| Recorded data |
════

Issue #1357, opened 2016-10-21
Add time of the day option when refreshing queries once a week/month


MarcoMene:
It's nice to have top possibility to refresh queries once per week/month.
It would be nicer to have the possibilty to choose the day of the week/month and time of refresh.

luke14free:
Since with celery we can achieve almost cron-like scheduling (http://docs.celeryproject.org/en/2.0-archived/getting-started/periodic-tasks.html#crontab-like-schedules), it would be nice to expose this to the end user, adding the possibility of running the query on certain days of the week or of the month.

For the days of the week we could show a tick-list of all the days of the week and then the user can chose when to refresh the query (usecase -> I don't want to refresh my dashboard on weekends).

For the days of the month we can have a simple text input asking the user to type, separated with a comma, all the days of the month in which he wants the query to be run.

Another, less user friendly idea, would be to let the user input a crontab-like string to decide when the queries can be updated.

luke14free:
An idea of UI could be the following:

<img width="629" alt="screen shot 2016-11-22 at 2 13 56 pm" src="https://cloud.githubusercontent.com/assets/166602/20525071/f0525610-b0bd-11e6-922f-b33d2662b6e2.png">

<img width="625" alt="screen shot 2016-11-22 at 2 15 02 pm" src="https://cloud.githubusercontent.com/assets/166602/20525102/18df7ba8-b0be-11e6-8467-a0a1a7437756.png">

<img width="634" alt="screen shot 2016-11-22 at 2 15 08 pm" src="https://cloud.githubusercontent.com/assets/166602/20525105/1ae712bc-b0be-11e6-9bcd-4dcb38b05ed9.png">

wdyt @arikfr? there would need to be some changes in the structure of the queries models.. etc

arikfr:
> Since with celery we can achieve almost cron-like scheduling (http://docs.celeryproject.org/en/2.0-archived/getting-started/periodic-tasks.html#crontab-like-schedules), it would be nice to expose this to the end user, adding the possibility of running the query on certain days of the week or of the month.

We don't use Celery's scheduler. The main reason being that our scheduler predates the use of Celery in Redash, but also because it's not clear how dynamic Celery's scheduler is. It seems to be improved to be more dynamic in Celery v4.0 (was recently released).

(I will comment about the UI next)

arikfr:
[...]

PR #1425, opened 2016-11-23
Add: advanced query scheduling (cron-like with simple UI)

luke14free:
test

This addresses issue: https://github.com/getredash/redash/issues/1357


migrations/0027_change_query_schedule_to_text.py
```diff
@@ -0,0 +1,9 @@
+from redash.models import db
+import peewee
+from playhouse.migrate import PostgresqlMigrator, migrate
+
+if __name__ == '__main__':
+    migrator = PostgresqlMigrator(db.database)
+    with db.database.transaction():
+        db.database.execute_sql('ALTER TABLE queries ALTER COLUMN schedule TYPE text;')
```
arikfr: Why not just change the length?

redash/models.py
```diff
@@ -685,6 +688,9 @@ def should_schedule_next(previous_iteration, now, schedule):
             previous_iteration = normalized_previous_iteration - datetime.timedelta(days=1)
 
         next_iteration = (previous_iteration + datetime.timedelta(days=1)).replace(hour=hour, minute=minute)
+    else:
```
arikfr: Don't you prefer to have only cron-style syntax in the DB and use only croniter?

Also this needs more tests to make sure it acts as intended.

frontend/app/pages/queries/schedule-dialog.html
```diff
@@ -3,16 +3,43 @@
...
+            ng-if="$ctrl.refreshType === 'advanced'" 
+            save-query="$ctrl.saveQuery">
+        </advanced-refresh>
+        <basic-refresh 
+            refresh-type="$ctrl.refreshType" 
+            ng-if="$ctrl.refreshType === 'basic'"
+            query="$ctrl.query" 
+            save-query="$ctrl.saveQuery">
+        </basic-refresh>
+        <div ng-if="!$ctrl.refreshType">
```
arikfr: Check how the other dialogs are structured, and use the same footer for the button.
Also I think it's better to have the button always presented, but disabled instead of hidden when the user is not allowed to save.

frontend/app/filters/index.js
```diff
@@ -32,6 +32,8 @@ export function durationHumanize(duration) {
 export function scheduleHumanize(schedule) {
   if (schedule === null) {
     return 'Never';
+  } else if (schedule.split(' ').length === 5) {
+    return `CRON tab: ${schedule}`;
```
arikfr: How about returning "Advanced Schedule" and having a pop over show description of the schedule?

migrations/0027_change_query_schedule_to_text.py
luke14free: 1) because the crontab string could grow very long (and I don't exactly know how long)
2) because text and char have the same performances (read the tip from https://www.postgresql.org/docs/9.1/static/datatype-character.html)

redash/models.py
luke14free: I thought about it. The issue with that is: 
1) we would need a migrator to migrate legacy queries, many things could go potentially wrong here.
2) we would need to be able to parse cron in the frontend and understand what a cron query mean e.g. -> */5 * * * * is "Every 5 minutes". This is might not be always very straightforward.

frontend/app/pages/queries/schedule-dialog.html
luke14free: 👍

frontend/app/filters/index.js
luke14free: We could but I am not a fan at all of pop-over because they work very poorly with touch devices. But if you really want it, I can implement it.

luke14free:
closing in favor of https://github.com/getredash/redash/pull/1434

════

| What to work on |
Make a copy of each line in the records that has the word "show".

| Answer section |
For the days of the week we could show a tick-list of all the days of the week and then the user can chose when to refresh the query (usecase -> I don't want to refresh my dashboard on weekends).
arikfr: How about returning "Advanced Schedule" and having a pop over show description of the schedule?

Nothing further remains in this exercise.